September 17 2009.
Today was a wonderful one- full of sunshine and smiles. I lay on the grass and read of religious wars in 16th century Paris (ao sensual and bizarre, I’m sorry I missed it), drank a little bottle of apple juice, like old times, went to art class in the morning and drew a car that drove away, went to wars in the evening and fell in love with Tabetha all over. At night, Ben and Liza and I went for sushi, a gorgeous seaweed salad, and coming back to campus, I saw an airplane but thought it was a falling star.
And even though there’s that scattering of spider bites from lying among ferns and katydids behind the bunny ears (bunny years?) and (still) those nail marks, and that terrible sunset amoeba-bruise and the awkward sunburn (of course), it’s all okay, I’m so very happy here.
I have to take all these words and pull a story out soon. It won’t be the same under hard eyes and fingers, but it’s got to be. The future is so close, I wish I could hold it. Tonight is goosebump-cold and full of stars. I want to kiss you. But I’m okay being miles away from everything I ever knew, all that reaching to drop letters into the red postboxes, squeezing my eyes shut over bridges, falling in and out of water, that sewing scissors I never saw again after that night, all those diaries my mother read. My battleaxe and barndoor pushing me over the edge.
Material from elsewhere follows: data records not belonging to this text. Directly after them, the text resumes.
PR #336, opened 2022-05-02
OPSEXP-1376 Fix postgres users too broad privileges

gionn:
OPSEXP-1376

* application users are not superusers anymore
* access to default schema is revoked https://dba.stackexchange.com/a/35317/5179

### DIFF
--- a/docs/deployment-guide.md
+++ b/docs/deployment-guide.md
@@ -275,6 +275,10 @@ By default the playbook will deploy and configure a Postgres server for you. Tha
 
 > This server also requires to NOT have a sudo configuration with `requirestty` set.
 
+Please be aware that a change in Postgres configuration (e.g. pg_hba) can
+trigger a service restart and application downtime. For this reason you may want
+to run the playbook only during a scheduled maintenance window.
+
 If you'd prefer to use an external database server you can override the `repo_db_url` variable.
 
 An example custom database url is shown below:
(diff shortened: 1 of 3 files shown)


roles/postgres/tasks/main.yml
```diff
@@ -62,20 +62,35 @@
...
-      postgresql_db:
+      community.postgresql.postgresql_db:
         name: "{{ item }}"
       loop:
         - "{{ repo_db_name }}"
         - "{{ sync_db_name }}"
 
-    - name: Set users privileges on databases
-      postgresql_user:
+    # https://dba.stackexchange.com/a/35317/5179
```
alxgomz, line 71: I would rather put that in the JIRA's & PR comments rather than the code itself. So people can always track back to it using git blame or github PR.
Having it in the code can make sense if it allows pointing something that needs to later be changed but here that's just how things have to work anyway

roles/postgres/tasks/main.yml
```diff
@@ -62,20 +62,35 @@
...
+    - name: Revoke public access to databases
+      community.postgresql.postgresql_privs:
+        db: "{{ item }}"
+        privs: ALL
```
alxgomz, line 75: This (and the fact we restart the services during play) enforces someone have to run the playbook during maintenance schedules only. That's an acceptable constraint but we should document it now maybe.

roles/postgres/tasks/main.yml
```diff
@@ -62,20 +62,35 @@
...
+        objs: public
+        role: public
+        state: absent
+      loop:
+        - "{{ repo_db_name }}"
+        - "{{ sync_db_name }}"
+      tags:
+        - molecule-idempotence-notest
+
+    - name: Create deprivileged users
```
alxgomz, line 86:
```suggestion
    - name: Create unprivileged users
```

alxgomz (changes requested):

docs/deployment-guide.md
```diff
@@ -275,6 +275,10 @@ By default the playbook will deploy and configure a Postgres server for you. Tha
 
 > This server also requires to NOT have a sudo configuration with `requirestty` set.
 
+Please be aware that a change in Postgres configuration (e.g. pg_hba) can
```
alxgomz, line 278: Sorry I think my previous comment was unclear. Actually the reset of permissions  is just another thing that makes the whole playbook not usable outside of maintenance slots. Hence this comment applies are the playbook level not only for db tasks

alxgomz (changes requested):

docs/deployment-guide.md
gionn: wait, I was thinking that you are referring to restart problems in general and not specific to this pr: here I am changing permissions on the fly and no service will be restarted.

in any case I think it's fine to add something to upper docs

PR #337, opened 2022-05-02
OPSEXP-1438 Bump openjdk to 11.0.15

gionn:
OPSEXP-1438


group_vars/all.yml
```diff
@@ -78,12 +78,14 @@ amp_downloads:
 # and change this flag to true. See the deployment guide for more details.
 use_custom_keystores: false
 
+# common dependencies should be updated also in *-extra-vars.yml as well thanks
+# to default ansible merging behaviour
 dependencies_version:
```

I wish that people will stop projecting onto me, that everyone would just understand everyone else...and, of course, that wonderful people didn’t just leave me, but there’s always been this pattern of abandonment. So I let myself dwell a little in soft and sad moments, and then move on with breaths so deep I’ll drown.
But right now I’m wishing that I can just convince her to spend one sun-drenched afternoon with me before the winds grow bitter and we’re stuck having picnics on the crackhouse kitchen floor in some far-reaching pretend… and I don’t know whether to put that in the former category, but I’ll leave it for now.
(I’m listening to Sigur Ros again; they make everything exquisite.)
And all the same, I overcome. Here I am, and was, and will be, happily reading press releases about my daddy and drinking milky coffee, and then heading to the library to make posters for a group of kids who loiter in my doorway all the time, asking me silly things about laundry and hanging things and research and how to find another guitar string and whether we can all make pancakes in the shapes of mickey mouse and dinosaurs together again in the PM, and it’s okay because although I yearn for desolate cities, I like it for now, it’s something. And until winter breaks, I’ll stay here, cooking and cleaning and thinking and collecting big, beautiful empty jars, and threading my rosary through my fingers until I can feel the echo of the Hail Marys in my ears and head and heart.
Anna and I are going to press lavender and make tea, and I may go to mass this Sunday.